Phase transition for lattice models with restricted competing interactions on cayley tree

Abstract

We investigate the phenomenon of phase transition on Ising model with restricted competing interactions on Cayley tree. We first consider an Ising model with four competing interactions (external field, nearest neighbor, second neighbors and triples of neighbors) on the Cayley tree of order two. We found the analytic solution of the problem of phase transition for the case absent of external field and for the case absent of ternary interaction. Our main result is the critical curve of phase transition where for the condition satisfied, a phase transition occurs. This result is the generalization of ordinary Ising model and also other results in (Ganikhodjaev & Pah, 2003; Ganikhodjaev, 2002; Mukhamedov & Rozikov, 2004). Our investigation is based on two methods: Markov random field and recurrent equation of partition function. For general case with absent of ternary interaction, we extend the result from Ising model to Potts model. Based on the recurrent equation of the partition function derived, employing numerical method, a phase diagram is plotted with four regions i.e. Paramagnetic(P), Ferromagnetic(F), Modulated (M) and Anti-phase(< 2 >) similar as in (Vannimenus, 1981), (Inawashiro et al., 1983) and (Mariz et al., 1985).
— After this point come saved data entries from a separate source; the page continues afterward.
PR #721, opened 2021-04-19
Projectnames with a suffix equal to other projects unjustly converted.

StealthyDeveloper:
Link to issue(s) this covers
There is none.

### Problem
Suppose we have project A and project B.A. When converting only project A the CodeConverter replaces the extension B.A.<csproj/vbproj> also, because it matches the regex search on A.<csproj/vbproj>.

### Solution
I've included the proj dir name in the regex search, since the combination of dir  name and proj name must be unique within a solution. I've also used this combo for the regex match for the proj guid replacement, since this match is also based upon project name only. 

For the Unit Tests I've added a new test project Prefix.Vblibrary to the source files, recharacterized and ran all the MultiFileSolutionAndProjectTests. The test fails before the code change and passes after.


CodeConverter/Shared/SolutionConverter.cs
```diff
@@ -112,9 +120,9 @@ private ConversionResult ConvertSolutionFile()
             };
         }
 
-        private static (string Find, string Replace, bool FirstOnly) GetProjectGuidReplacement(string projFilename, string contents)
+        private static (string Find, string Replace, bool FirstOnly) GetProjectGuidReplacement(string projPath, string contents)
         {
-            var projGuidRegex = new Regex(projFilename + @""", ""({[0-9A-Fa-f\-]{32,36}})("")");
+            var projGuidRegex = new Regex(projPath + @""", ""({[0-9A-Fa-f\-]{32,36}})("")");
```
GrahamTheCoder, line 125: Will this still work for projects directly in the solution directory? Perhaps we can extract this static method to somewhere like ProjectFileTextEditor, and run unit tests on it more like https://github.com/icsharpcode/CodeConverter/blob/master/Tests/LanguageAgnostic/ProjectFileTextEditorTests.cs

It might be that just prefixing the regex to look for any of `/ \ "` is sufficient for this example. Though I can certainly see that someone could name a project the same and put it in a different directory too, which the current solution handles better. Since there are a few possible cases I think unit tests will help a lot

GrahamTheCoder:
Thanks for the PR, looks good. Let me know if you're able to look at unit testing a few more cases around it

Tests/TestRunners/MultiFileTestFixture.cs
```diff
@@ -37,7 +37,7 @@ public sealed class MultiFileTestFixture : ICollectionFixture<MultiFileTestFixtu
         /// <summary>
         /// Turn it and run the test, then you can manually check the output loads/builds in VS.
         /// </summary>
-        private readonly bool _writeAllFilesForManualTesting = false;
+        private readonly bool _writeAllFilesForManualTesting = true;
```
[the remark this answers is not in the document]
StealthyDeveloper: Ah yes. I turned it on to add the new Prefix.Vblibrary project to the expected solution files in the characterization tests, but it added all the other project files from the sourcefiles as well. I'll manually delete the unnecessary ones again, since there is some perfomance penalty indeed and for the tests to be more concise/clear.

CodeConverter/Shared/SolutionConverter.cs
StealthyDeveloper: I think for projects inside the sln dir this will fail. I'll change it to use a relative path instead. 

Yes, the case you're describing is why I chose to include the dirname as well instead of just the dir separator.

GrahamTheCoder:
@StealthyDeveloper I've pushed some unit tests to the branch showing some cases that don't currently work. In fairness, I don't think those cases work on master currently either. I'll leave it for a bit in case you want to have a look, otherwise I'll try to continue it myself.

Looks like you have some interesting other branches in progress too 😃

StealthyDeveloper:
> @StealthyDeveloper I've pushed some unit tests to the branch showing some cases that don't currently work - feel free to improve them however you like. In fairness, I don't think those cases work on master currently either. I'll leave it for a bit in case you want to have a look, otherwise I'll try to continue it myself.
> 
> Looks like you have some interesting other branches in progress too 😃

Thanks! I didn't get around to revisiting this yet. I'll have a look this weekend and also set out pull requests for the other issues 👍

StealthyDeveloper:
I've expanded upon your UT's. I fixed them by using the proj path relative to the sln folder and by matching on the entire proj refererence line for the sln file and adding an extra replacement for the guid. For the proj file replacements the regex matches the character before the path as well.

GrahamTheCoder:
Thanks for this. Looks good!

I noticed just after merging that it makes the Multi File tests [fail on the build server](https://github.com/icsharpcode/CodeConverter/runs/2811226525) when they were working just before due to the other PR I'd just merged. Any guesses why this might be, I assume they pass locally for you? (as they do for me)

StealthyDeveloper:
I looked at your attempts and also locally. The nullreference which you got should be fixed now. I forgot to reset the TextReplacementConverter.FileSystem. For the initial problem about the guid I've thrown a more detailed exception to investigate the build on the server. See #735. 

The tests do pass locally for me as well, so I'm very curious.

A new region is found, we called it quasi-paramagnetic, slightly different from the ordinary paramagnetic case. Our result is different from (Vannimenus, 1981; Inawashiro et al., 1983; Mariz et al., 1985). Also using another approach, namely contour method, we show that phase transition exist in 2 component model and we describe the phase diagram of the ground state of 3 component model. The 2 component and 3 component model are generalization of the Ising model and Potts model respectively. This method was recently introduced for binary interaction on the Cayley tree (Rozikov, 2005), while our method is carried out after revising and developed from the results of Minlos’s(Minlos, 2000).